2019 may have been a brutal 12 months for the beleaguered UK retail sector, but retailers have certainly not lost their stranglehold on the nation’s commercial break.
Adwatch of the Year – the most reliable monitor of the recall and likeability of the nation’s TV advertising – is dominated by the big retailers, particularly in the main league, table one, which charts the 20 best-recalled TV brands across the course of the year by combining research conducted weekly for Campaign by Kantar.
The top three brands are the same as last year – but with one crucial difference. Aldi remains in third place, but after three years in the number-one slot, DFS has slipped to second place, leaving Oak Furnitureland as the year’s best-recalled TV advertising.
Comparethemarket.com’s launch of AutoSergei was the year’s best-recalled individual ad (table two), with People’s Postcode Lottery tying in second place. In fact, Comparethemarket, People’s Postcode Lottery, Webuyanycar.com and Oak Furnitureland have all appeared in this table for the past three years.
The meerkats – refreshed by the reappearance of Baby Oleg – continue to be one of the industry’s most successful creative vehicles; their enduring appeal means Comparethemarket is the only brand to appear in all three tables.
Barney Farmer, UK commercial director at Nielsen, the consultancy that selects the ads Campaign researches each week and which also provides the budget figures for Adwatch of the Year’s main table, was particularly interested in table three, the likeability league.
He said: "It is heart-warming to see that in a year in which division and conflict has been at the forefront of our news and politics, the public is looking towards messaging which promotes family, friends and togetherness. Brand ambassadors and characters are generally absent from the list – with the exception of the ever-present meerkats. Instead, we see a mix of the incredibly famous, cult classics and the every day."
The "feelgood factor" certainly reigns supreme in table three, with ads from Guide Dogs, British Heart Foundation and the NHS all proving massively popular. Cadbury’s celebration of acts of kindness earns the brand a joint number two, while Hovis’ summer revival of its 1973 "Boy on the bike" epic shows that some 46-year-old ads are… well, as good as they’ve always been.
Yet, although nothing will ever quite replace the buzz of magical creative work, our main table reveals the importance of an always-on, well-planned media strategy. Brands such as Trivago, People’s Postcode Lottery and Oak Furnitureland could never be accused of having groundbreaking creative, but their performance in Adwatch of the Year is a tribute to consistent, intelligent media planning and buying.
Swindon-based Oak Furnitureland appeared in Adwatch 36 times across the year and its constantly high recall means that it convincingly dominates table one. The brand has such a presence in the national consciousness that it’s hard to believe it was established just 13 years ago as an online retailer. Now with 100 physical stores in the UK (as well as one in the US), the retailer has worked with MNC since asking the agency to launch a TV test in 2011.

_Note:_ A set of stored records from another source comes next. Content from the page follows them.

Issue #16, opened 2021-05-05
Allow inclusive configuration of resources to propagate


yiqigao217:
<a href="https://github.com/hferentschik"><img src="https://avatars.githubusercontent.com/u/296354?v=4" align="left" width="96" height="96" hspace="10"></img></a> **Issue by [hferentschik](https://github.com/hferentschik)**
_Tuesday Mar 16, 2021 at 09:34 GMT_
_Originally opened as https://github.com/kubernetes-sigs/multi-tenancy/issues/1436_

----

When synchronizing additional resource types, eg Secrets, it is currently only possible to configure this globally (see #1435) and the propagation configuration only allows to exclude certain resources from propagation (via annotation).

It would be nice to have an inclusive way of configuring propagation as well. For example, assume the root namespace contains multiple secrets and I would like to only propagate specific secrets (something like what [reflector](https://github.com/EmberStack/kubernetes-reflector) does). In this case I would like to annotate the Secret to propagate and maybe somehow configure to which child namespaces it should be propagated. 

This might require changing the propagation modes and adding a new one.

yiqigao217:
<a href="https://github.com/adrianludwin"><img src="https://avatars.githubusercontent.com/u/20559844?v=4" align="left" width="48" height="48" hspace="10"></img></a> **Comment by [adrianludwin](https://github.com/adrianludwin)**
_Tuesday Mar 16, 2021 at 14:40 GMT_

----

Yes, this is a good idea and we considered it when we were first [designing exceptions](https://docs.google.com/document/d/17J8icBEDvLLoPT4kQ4ArZcCerRweDY-TpJ48DJKpHJ0):

> In addition, we will consider adding a global `AllowPropagate` mode to `HNCConfig`. This could be useful for types such as Secrets that we don’t want to always propagate. When the propagation mode is `Propagate`, objects will always be propagated unless an annotation is set; in `AllowPropagate`, the reverse is true and the objects will only be propagated if an annotation is set. If we do this, we’ll also a `propagate.hnc.x-k8s.io/all=true` annotation to allow an object to opt into full propagation.

We haven't seen a strong demand from this from our own customers, but I think the interface and semantics are fairly clear so I'd welcome PRs for this feature. Note that the majority of the work here would likely be in coming up with suitable integration tests; the code itself would likely be relatively easy.

/good-first-issue

yiqigao217:
[...]

PR #217, opened 2022-07-24
Inclusive configuration of resources to propagate

mzeevi:
Addresses #16. As suggested in the issue, an additional SyncornizationMode called `Allow` is added (and not `AllowPropagate` to allow the kubetcl plugin keep the same logic of converting the strings to Title).

Allow only allows propagation of objects when a selector is set. When a selector is set, `Allow` follows the same logic as `Propagate`. When no selectors are set, the object is not propagated.

In addition, an `all` selector is added.

New unit testing and e2e testing were made for this mode and for the new selector.

The documentation and quickstart testing are left untouched.

### DIFF
--- a/internal/hierarchyconfig/validator.go
+++ b/internal/hierarchyconfig/validator.go
@@ -246,11 +246,11 @@ func (v *Validator) getConflictingObjects(newParent, ns *forest.Namespace) []str
 	if newParent == nil {
 		return nil
 	}
-	// Traverse all the types with 'Propagate' mode to find any conflicts.
+	// Traverse all the types with 'Propagate' mode or 'AllowPropogate' mode to find any conflicts.
 	conflicts := []string{}
 	for _, t := range v.Forest.GetTypeSyncers() {
-		if t.GetMode() == api.Propagate {
-			conflicts = append(conflicts, v.getConflictingObjectsOfType(t.GetGVK(), newParent, ns)...)
+		if t.CanPropagate() {
+			conflicts = append(conflicts, v.getConflictingObjectsOfType(t.GetGVK(), t.GetMode(), newParent, ns)...)
 		}
 	}
 	return conflicts
@@ -258,7 +258,7 @@ func (v *Validator) getConflictingObjects(newParent, ns *forest.Namespace) []str
 
 // getConflictingObjectsOfType returns a list of namespaced objects if there's
 // any conflict between the new ancestors and the descendants.
-func (v *Validator) getConflictingObjectsOfType(gvk schema.GroupVersionKind, newParent, ns *forest.Namespace) []string {
+func (v *Validator) getConflictingObjectsOfType(gvk schema.GroupVersionKind, mode api.SynchronizationMode, newParent, ns *forest.Namespace) []string {
 	// Get all the source objects in the new ancestors that would be propagated
 	// into the descendants.
 	newAnsSrcObjs := make(map[string]bool)
@@ -266,7 +266,7 @@ func (v *Validator) getConflictingObjectsOfType(gvk schema.GroupVersionKind, new
 		// If the user has chosen not to propagate the object to this descendant,
 		// then it should not be included in conflict checks
 		o := v.Forest.Get(nnm.Namespace).GetSourceObject(gvk, nnm.Name)
-		if ok, _ := selectors.ShouldPropagate(o, o.GetLabels()); ok {
+		if ok, _ := selectors.ShouldPropagate(o, o.GetLabels(), mode); ok {
 			newAnsSrcObjs[nnm.Name] = true
 		}
 	}
--- a/internal/kubectl/configset.go
+++ b/internal/kubectl/configset.go
@@ -27,8 +27,8 @@ import (
 )
 
 var setResourceCmd = &cobra.Command{
-	Use: fmt.Sprintf("set-resource RESOURCE [--group GROUP] [--force] --mode <%s|%s|%s>",
-		api.Propagate, api.Remove, api.Ignore),
+	Use: fmt.Sprintf("set-resource RESOURCE [--group GROUP] [--force] --mode <%s|%s|%s|%s>",
+		api.Propagate, api.Remove, api.Ignore, api.AllowPropagate),
 	Short: "Sets the HNC configuration of a specific resource",
 	Example: fmt.Sprintf("  # Set configuration of a core type\n" +
 		"  kubectl hns config set-resource secrets --mode Ignore\n\n" +
@@ -40,7 +40,7 @@ var setResourceCmd = &cobra.Command{
 		flags := cmd.Flags()
 		group, _ := flags.GetString("group")
 		modeStr, _ := flags.GetString("mode")
-		mode := api.SynchronizationMode(cases.Title(language.English).String(modeStr))
+		mode := normalizeMode(modeStr)
 		force, _ := flags.GetBool("force")
 		config := client.getHNCConfig()
 
@@ -48,8 +48,8 @@ var setResourceCmd = &cobra.Command{
 		for i := 0; i < len(config.Spec.Resources); i++ {
 			r := &config.Spec.Resources[i]
 			if r.Group == group && r.Resource == resource {
-				if r.Mode == api.Ignore && mode == api.Propagate && !force {
-					fmt.Printf("Switching directly from 'Ignore' to 'Propagate' mode could cause existing %q objects in "+
+				if r.Mode == api.Ignore && (mode == api.Propagate || mode == api.AllowPropagate) && !force {
+					fmt.Printf("Switching directly from 'Ignore' to 'Propagate' mode or 'AllowPropagate' mode could cause existing %q objects in "+
 						"child namespaces to be overwritten by objects from ancestor namespaces.\n", resource)
 					fmt.Println("If you are sure you want to proceed with this operation, use the '--force' flag.")
 					fmt.Println("If you are not sure and would like to see what source objects would be overwritten," +
@@ -78,7 +78,19 @@ var setResourceCmd = &cobra.Command{
 
 func newSetResourceCmd() *cobra.Command {
 	setResourceCmd.Flags().String("group", "", "The group of the resource; may be omitted for core resources (or explicitly set to the empty string)")
-	setResourceCmd.Flags().String("mode", "", "The synchronization mode: one of Propagate, Remove or Ignore")
-	setResourceCmd.Flags().BoolP("force", "f", false, "Allow the synchronization mode to be changed directly from Ignore to Propagate despite the dangers of doing so")
+	setResourceCmd.Flags().String("mode", "", "The synchronization mode: one of Propagate, Remove, Ignore and AllowPropagate")
+	setResourceCmd.Flags().BoolP("force", "f", false, "Allow the synchronization mode to be changed directly from Ignore to Propagate or AllowPropagate despite the dangers of doing so")
 	return setResourceCmd
+}
+
+// normalizeMode takes a user-input mode and returns
+// a SynchronizationMode in a format HNC expects
+func normalizeMode(modeStr string) api.SynchronizationMode {
+	mode := api.SynchronizationMode(cases.Title(language.English).String(modeStr))
+
+	if mode == "Allowpropagate" {
+		return api.AllowPropagate
+	}
+
+	return mode
 }
--- a/internal/objects/reconciler.go
+++ b/internal/objects/reconciler.go
@@ -165,7 +165,7 @@ func (r *Reconciler) GetMode() api.SynchronizationMode {
 // treated as api.Ignore.
 func GetValidateMode(mode api.SynchronizationMode, log logr.Logger) api.SynchronizationMode {
 	switch mode {
-	case api.Propagate, api.Ignore, api.Remove:
+	case api.Propagate, api.Ignore, api.Remove, api.AllowPropagate:
 		return mode
 	case "":
 		log.Info("Sync mode is unset; using default 'Propagate'")
@@ -196,6 +196,11 @@ func (r *Reconciler) SetMode(ctx context.Context, log logr.Logger, mode api.Sync
 		}
 	}
 	return nil
+}
+
+// CanPropagate returns true if Propagate mode or AllowPropagate mode is set
+func (r *Reconciler) CanPropagate() bool {
+	return (r.GetMode() == api.Propagate || r.GetMode() == api.AllowPropagate)
 }
 
 // GetNumPropagatedObjects returns the number of propagated objects of the GVK handled by this object reconciler.
@@ -388,11 +393,13 @@ func (r *Reconciler) shouldSyncAsPropagated(log logr.Logger, inst *unstructured.
 	}
 
 	// If there's a conflicting source in the ancestors (excluding itself) and the
-	// the type has 'Propagate' mode, the object will be overwritten.
+	// the type has 'Propagate' mode or 'AllowPropagate' mode, the object will be overwritten.
 	mode := r.Forest.GetTypeSyncer(r.GVK).GetMode()
-	if mode == api.Propagate && srcInst != nil {
-		log.Info("Conflicting object found in ancestors namespace; will overwrite this object", "conflictingAncestor", srcInst.GetNamespace())
-		return true, srcInst
+	if mode == api.Propagate || mode == api.AllowPropagate {
+		if srcInst != nil {
+			log.Info("Conflicting object found in ancestors namespace; will overwrite this object", "conflictingAncestor", srcInst.GetNamespace())
+			return true, srcInst
+		}
 	}
 
 	return false, nil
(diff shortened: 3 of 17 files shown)


internal/selectors/selectors.go
```diff
@@ -158,6 +187,27 @@ func GetNoneSelector(inst *unstructured.Unstructured) (bool, error) {
...
+	}
+	allSelector, err := strconv.ParseBool(allSelectorStr)
+	if err != nil {
+		// Returning false here in accordance to the Go standard
+		return false,
+			fmt.Errorf("invalid %s value: %w",
+				api.AnnotationAllSelector,
+				err,
+			)
+
```
adrianludwin, line 206: This is short enough that in HNC we'd typically put this all on one line:

```
return false, fmt.Errorf("invalid %s value: %w", api.AnnotationAllSelector, err)
```

test/e2e/issues_test.go
```diff
@@ -339,6 +339,58 @@ spec:
...
+
+	It("Should allow objects to be propagated only when a selector is set in Allow mode - issue #16", func() {
+		// Create a simple structure and get an object propagated
+		CreateNamespace(nsParent)
+		CreateNamespace(nsChild)
+		MustRun("kubectl hns set", nsChild, "--parent", nsParent)
+
+		MustRun("kubectl -n", nsParent, "create secret generic my-creds --from-literal=password=iamteamb")
+		// wait 2 seconds to give time for secret to propogate if it was to
+		time.Sleep(2 * time.Second)
```
adrianludwin, line 351: These sleeps _shouldn't_ be necessary - are they? `RunShouldNotContain` should repeatedly retry until it passes (up to a maximum of 2s).

test/e2e/issues_test.go
```diff
@@ -339,6 +339,58 @@ spec:
...
+		// secret does not show up in child namespae because we haven’t configured HNC to propagate secrets in HNCConfiguration.
+		RunShouldNotContain("my-creds", defTimeout, "kubectl -n", nsChild, "get secrets")
+		// after setting Allow mode, the object does not get propogated
+		MustRun("kubectl hns config set-resource secrets --mode Allow --force")
+		RunShouldNotContain("my-creds", defTimeout, "kubectl -n", nsChild, "get secrets")
```
adrianludwin, line 356: There's no `Consistently` in the test package, so I'd add a 2s sleep before this line to give HNC time to do the wrong thing if it was going to.

adrianludwin (commented):
This looks great, just a bunch of mainly stylistic changes. Thanks for this!

/cc @rjbez17 
/ok-to-test

internal/hierarchyconfig/validator.go
```diff
@@ -246,10 +246,10 @@ func (v *Validator) getConflictingObjects(newParent, ns *forest.Namespace) []str
 	if newParent == nil {
 		return nil
 	}
-	// Traverse all the types with 'Propagate' mode to find any conflicts.
+	// Traverse all the types with 'Propagate' mode or 'Allow' mode to find any conflicts.
 	conflicts := []string{}
 	for _, t := range v.Forest.GetTypeSyncers() {
-		if t.GetMode() == api.Propagate {
+		if t.GetMode() == api.Propagate || t.GetMode() == api.Allow {
```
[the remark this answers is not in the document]
adrianludwin: (Here and in all other places where we explicitly check both modes)

internal/objects/reconciler.go
```diff
@@ -726,6 +728,16 @@ func (r *Reconciler) shouldPropagateSource(log logr.Logger, inst *unstructured.U
 	case r.Mode == api.Remove:
 		return false
 
+	case r.Mode == api.Allow:
```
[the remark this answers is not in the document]
mzeevi: I initially thought about implementing it in this way, but was unsure on what parameters to pass from the webhooks since `Validator` has no way of knowing the propagation mode? So what should I pass for the extra parameter from the webhook functions (for example `func (v *Validator) getConflictingObjectsOfType`)?

mzeevi:
Thanks for the notes, Adrian! I will address everything in a new commit.

internal/objects/reconciler.go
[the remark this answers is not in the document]
mzeevi: What do you think? @adrianludwin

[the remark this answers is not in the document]
adrianludwin: The validator does have access to the propagation mode [here](https://github.com/kubernetes-sigs/hierarchical-namespaces/blob/347c5a3f92463d1157650172524d7743bdc6faa7/internal/objects/validator.go#L109) - is this what you mean?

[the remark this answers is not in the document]
mzeevi: Might have missed it, I'll use the same method on the other validators, thanks

mzeevi:
Should be fine now

internal/objects/validator.go
```diff
@@ -347,7 +376,10 @@ func (v *Validator) hasConflict(inst *unstructured.Unstructured) (bool, []string
 			// If the user have chosen not to propagate the object to this descendant,
 			// there shouldn't be any conflict reported here
 			nsLabels := v.Forest.Get(inst.GetNamespace()).GetLabels()
-			if ok, _ := selectors.ShouldPropagate(inst, nsLabels); ok {
+			fmt.Println("fuck1")
```
adrianludwin, line 379: Nope 🤣

internal/objects/validator.go
```diff
@@ -347,7 +376,10 @@ func (v *Validator) hasConflict(inst *unstructured.Unstructured) (bool, []string
...
+			propogateByDefault := v.isPropagateType(metav1.GroupVersionKind(gvk))
+			fmt.Println("fuck2")
+			if ok, _ := selectors.ShouldPropagate(inst, nsLabels, propogateByDefault); ok {
```
adrianludwin, line 382: Maybe just allow selectors.ShouldPropagate take the mode, so you can encapsulate the logic in there? It'll make the calling code shorter and nicer IMO.

internal/objects/validator_test.go
```diff
@@ -540,6 +540,34 @@ func TestUserChanges(t *testing.T) {
...
+	}, {
+		name: "Allow creation of object with valid all annotation",
+		fail: false,
+		inst: &unstructured.Unstructured{
+			Object: map[string]interface{}{
+				"apiVersion": "v1",
+				"kind":       "Pod",
+				"metadata": map[string]interface{}{
+					"annotations": map[string]interface{}{
+						api.AnnotationNoneSelector: "true",
```
adrianludwin, line 566: Should be `api.AnnotationAllSelector`?

internal/objects/validator_test.go
```diff
@@ -752,8 +780,13 @@ func TestCreatingConflictSource(t *testing.T) {
 	for _, tc := range tests {
 		t.Run(tc.name, func(t *testing.T) {
 			// Setup
+			r := &Reconciler{
```
adrianludwin, line 783: Maybe say why you're adding this - e.g. because the validator needs to know the propagation mode.

Do you know why this ever worked before?

internal/selectors/selectors.go
```diff
@@ -15,7 +15,38 @@ import (
...
+	if !propagateByDefault {
+		// if propagateByDefault is false and there are no selectors - do not propagate,
+		// otherwise handle propagation as if propagateByDefault mode is true
+		if exists, err := SelectorExists(inst, nsLabels); err != nil {
+			return false, err
+		} else if !exists {
+			return false, nil
+		}
+	}
+
```
adrianludwin, line 49: I think this can just be moved to the last line of the function. Instead of just `return true, nil` it should be `return propagateByDefault, nil`.

Although if we change the function signature to accept the propagation mode, it should be `return mode == api.Propagate, nil` with a comment about what the alternatives are to 'propagate'.

test/e2e/issues_test.go
```diff
@@ -339,6 +339,57 @@ spec:
...
+		CreateNamespace(nsChild)
+		MustRun("kubectl hns set", nsChild, "--parent", nsParent)
+
+		MustRun("kubectl -n", nsParent, "create secret generic my-creds --from-literal=password=iamteamb")
+		// secret does not show up in child namespae because we haven’t configured HNC to propagate secrets in HNCConfiguration.
+		RunShouldNotContain("my-creds", defTimeout, "kubectl -n", nsChild, "get secrets")
+		// after setting AllowPropagate mode, the object does not get propogated
+		MustRun("kubectl hns config set-resource secrets --mode AllowPropagate --force")
+		time.Sleep(2 * time.Second)
+		RunShouldNotContain("my-creds", defTimeout, "kubectl -n", nsChild, "get secrets")
```
adrianludwin, line 355: An even better test might be to first change the mode to `Propagate`, verify that the secret is created, and then change it to `AllowPropagate` and verify that it's _removed_ before going on with the rest of the test.

internal/objects/validator.go
mzeevi: Ooops I definitely thought I cleaned that up hahah

internal/kubectl/configset.go
```diff
@@ -40,16 +40,16 @@ var setResourceCmd = &cobra.Command{
 		flags := cmd.Flags()
 		group, _ := flags.GetString("group")
 		modeStr, _ := flags.GetString("mode")
-		mode := api.SynchronizationMode(cases.Title(language.English).String(modeStr))
```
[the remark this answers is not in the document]
mzeevi: Sounds good, I'll fix that

internal/objects/reconciler.go
```diff
@@ -463,7 +470,7 @@ func (r *Reconciler) syncPropagated(inst, srcInst *unstructured.Unstructured) (s
 func (r *Reconciler) syncSource(log logr.Logger, src *unstructured.Unstructured) {
 	// Update or create a copy of the source object in the forest. We now store
 	// all the source objects in the forests no matter if the mode is 'Propagate'
-	// or not, because HNCConfig webhook will also check the non-'Propagate' mode
+	// or not, because HNCConfig webhook will also check the non-'Propagate' or 'Allow' modes
```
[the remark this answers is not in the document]
mzeevi: Good catch, thought I caught all of them huh

internal/objects/validator_test.go
mzeevi: Yep

internal/objects/validator_test.go
mzeevi: I believe it worked previously because before there was only one mode that allowed propagation, so if it it was [checking for conflicts](https://github.com/kubernetes-sigs/hierarchical-namespaces/blob/347c5a3f92463d1157650172524d7743bdc6faa7/internal/objects/validator.go#L329-L357), it could assume it's `Propagate` mode since any other mode would have [already returned](https://github.com/kubernetes-sigs/hierarchical-namespaces/blob/347c5a3f92463d1157650172524d7743bdc6faa7/internal/objects/validator.go#L85-L86). Now that we've added another mode that allows propagation under certain conditions then we need to differentiate and therefore set up a reconcile with a specific mode

internal/selectors/selectors.go
mzeevi: Yes this is a lot cleaner and clearer, I agree.

mzeevi:
Made some changes as per your comments, @adrianludwin 

Thanks again!

internal/selectors/selectors.go
```diff
@@ -15,23 +15,39 @@ import (
...
+// based on the SynchronizationMode and on the selectors of the object.
+// Propagation will be done only with 'Propagate' or 'AllowPropagate' modes.
+// When selectors are set, 'AllowPropagate' follows the same logic as 'Propagate' mode,
+// when they are not set, then if 'Propagate' mode is used then propagate by default;
+// if 'AllowPropagate' mode is used then do not propagate by default.
+func ShouldPropagate(inst *unstructured.Unstructured, nsLabels labels.Set, mode api.SynchronizationMode) (bool, error) {
+	sel, err := GetSelector(inst)
+	if err != nil {
 		return false, err
 	} else if sel != nil && !sel.Matches(nsLabels) {
```
adrianludwin, line 28: No need for `else` here since `sel` is now defined outside of the if statement. Alternatively, maybe something like this would be easier to read:

```
propIfNotExcluded := (mode == api.Propagate)

if sel, err := GetSelector(inst); err != nil {
  return false, err
} else if sel != nil {
  propIfNotExcluded = true
  if !sel.Matches(nsLabels) {
    return false, nil
  }
}
```

Then at the end of the function, it's just `return propIfNotExcluded`. Up to you if you think that's clearer though, I know those nested `if` statements are a pain.

test/e2e/issues_test.go
```diff
@@ -339,6 +339,65 @@ spec:
...
+	It("Should allow objects to be propagated only when a selector is set in AllowPropagate mode - issue #16", func() {
+		// Create a simple structure and get an object propagated
+		CreateNamespace(nsParent)
+		CreateNamespace(nsChild)
+		MustRun("kubectl hns set", nsChild, "--parent", nsParent)
+
+		MustRun("kubectl -n", nsParent, "create secret generic my-creds --from-literal=password=iamteamb")
+		// secret does not show up in child namespae because we haven’t configured HNC to propagate secrets in HNCConfiguration.
+		time.Sleep(2 * time.Second)
+		RunShouldNotContain("my-creds", defTimeout, "kubectl -n", nsChild, "get secrets")
```
adrianludwin, line 352: I'd take this out, this is tested elsewhere.

test/e2e/issues_test.go
```diff
@@ -339,6 +339,65 @@ spec:
...
+		// after setting Propagate mode, the object shows up in the child namespace
+		MustRun("kubectl hns config set-resource secrets --mode Propagate --force")
+		time.Sleep(2 * time.Second)
```
adrianludwin, line 355: Not needed, `RunShouldContain` repeats for 2s. All remaining `Sleeps` can and should be removed as long as the preceding command changes the state (e.g. from propagated to unpropagated or vice versa), which I believe is true. You only need to sleep if you're confirming that _nothing_ has changed, which we generally avoid doing.

test/e2e/issues_test.go
```diff
@@ -339,6 +339,65 @@ spec:
...
+		RunShouldContain("my-creds", defTimeout, "kubectl -n", nsChild, "get secrets")
+
+		// after setting AllowPropagate mode, the object is removed from the child namespace
+		MustRun("kubectl hns config set-resource secrets --mode AllowPropagate --force")
+		time.Sleep(2 * time.Second)
```
adrianludwin, line 360: Delete this and about 5-10 other instances below.

adrianludwin:
lgtm after these last changes are made. Ryan, please feel free to approve (or else I'll do it).

/assign @rjbez17

internal/selectors/selectors.go
mzeevi: Think it's clearer yes, need to check if `!sel.Empty()` as well.

test/e2e/issues_test.go
mzeevi: Understood, thanks

mzeevi:
Made some changes in accordance to the latest comments

test/e2e/issues_test.go
```diff
@@ -339,6 +339,54 @@ spec:
...
+		RunShouldNotContain("my-creds", defTimeout, "kubectl -n", nsChild, "get secrets")
+
+		// after adding a allSelector, the object shows up in the child namespace
+		MustRun("kubectl annotate secret my-creds -n", nsParent, "propagate.hnc.x-k8s.io/all=true")
+		RunShouldContain("my-creds", defTimeout, "kubectl -n", nsChild, "get secrets")
+		// after removing a allSelector, the object does not show up in the child namespace
+		MustRun("kubectl annotate secret my-creds -n", nsParent, "propagate.hnc.x-k8s.io/all-")
+		RunShouldNotContain("my-creds", defTimeout, "kubectl -n", nsChild, "get secrets")
+
+		MustRun("kubectl hns config set-resource secrets --mode Ignore")
```
adrianludwin, line 388: Sorry I didn't notice this until now - if the test fails, this line will never run. Can you add it to the BeforeEach() function on line 23 of this file, and mention this test as the reason why this needs to be reset? That's my last comment, promise :)

mzeevi: No problem, and all comments are welcome :)

mzeevi:
Should be fine now @adrianludwin

adrianludwin (commented):
/lgtm
/approve

Thanks for this change!
I'd appreciate it if you could also submit a docs change afterwards. Here are the sections that should be updated:
* [How-to: selectors](https://github.com/kubernetes-sigs/hierarchical-namespaces/blob/master/docs/user-guide/how-to.md#use-limit-propagation)
* [How-to: admin resources](https://github.com/kubernetes-sigs/hierarchical-namespaces/blob/master/docs/user-guide/how-to.md#admin-resources)
* [Concepts: exceptions](https://github.com/kubernetes-sigs/hierarchical-namespaces/blob/master/docs/user-guide/concepts.md#basic-exceptions)

Please indicate that these features will be beta in v1.1. Thanks!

The media schedule now includes regional radio, tactical press, video-on-demand and TV sponsorship – as well as a hefty investment in digital media. But TV advertising, forensically planned and bought by MNC, remains the dominant medium.
The agency’s proprietary marketing effectiveness platform, Orchard, guides MNC’s decision-making, but as managing director Daniel Fisk explained: "Having that technology, and the data it produces, is important, but it is only as good as the smart people who can draw applicable insights from the data and then implement accordingly during the optimisation process.
"The fundamental principle of effective planning and buying is delivering the optimum balance of reach and frequency – with the right audience. With an infrequent purchase schedule, OFL needs to be top of mind throughout the year in a media marketplace which has experienced huge change in recent years."
MNC still invests in traditional peak-time, high-rating programmes such as The Great British Bake Off, although its secret weapon has been underutilised parts of the landscape, such as multichannel stations and off-peak dayparts.
Fisk pointed out that these environments have benefited most from audience fragmentation and continue to provide live-viewing opportunities that are critical for a retailer looking to up- and down-weight its advertising for promotional campaigns.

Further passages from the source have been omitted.